BEGIN

PR #719, opened 2023-03-25
Linting. Nothing to see here.

Thrillberg:
@GitGubM8 Theoretically this PR should only have linting updates to files that are touched in the factory finance branch (except for `Game.vue`, which I still think we can leave untouched for now). Does this make it easier to graft your PR onto and end up with a lower count of changed lines? It might be a drop in the bucket but I figured at least for review purposes it's easier to have linting separate.

### DIFF
--- a/app/javascript/lib/action.js
+++ b/app/javascript/lib/action.js
@@ -1,4 +1,4 @@
-import { memoize } from "./memo.js";
+import { memoize } from './memo';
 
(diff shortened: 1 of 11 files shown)


GitGubM8 (approved):

GitGubM8:
Yeah let's merge this so that I can do some nightly testing and revert if necessary

PR #721, opened 2023-03-25
Factory Finance

GitGubM8:


GitGubM8:
@Thrillberg 
Ironically, the source of the failures last night were [bf5a777](https://github.com/Thrillberg/imperial/pull/721/commits/bf5a77753ab2cd92541c12d9f9fcd5e1a8c11110)

For the record, I did say the original code was good code since it never failed :)

PR #722, opened 2023-03-25
New YarnLock

GitGubM8:
Had some issues with dependencies this morning, worked after I ran `yarn`

Here's the `yarn.lock` file if we want it, I have no idea if the dependencies it generated are actually correct


Thrillberg:
Admittedly, I haven't looked into `yarn` vs `npm` very much but my impression was that we'd want to choose one or the other and not both. So far this codebase has not been using `yarn` so I think it's best to keep it that way. What were the dependency issues? It probably arose because I added a types package last night as part of the linting work.

GitGubM8:
I see, I don't understand it too much either, but I read that yarn is built in top of npm and helps manage dependencies for the entire repo

Feel free to close this PR, you're more familiar with this stuff anyway, and I got the dependencies resolved on my side already

Thrillberg:
Yeah let's close it for now. We can look more deeply into it at another time if we need to.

END

# The problem
Please show every line of the entries above that contains the word "from".

# Reply to the exercise
-import { memoize } from "./memo.js";
+import { memoize } from './memo';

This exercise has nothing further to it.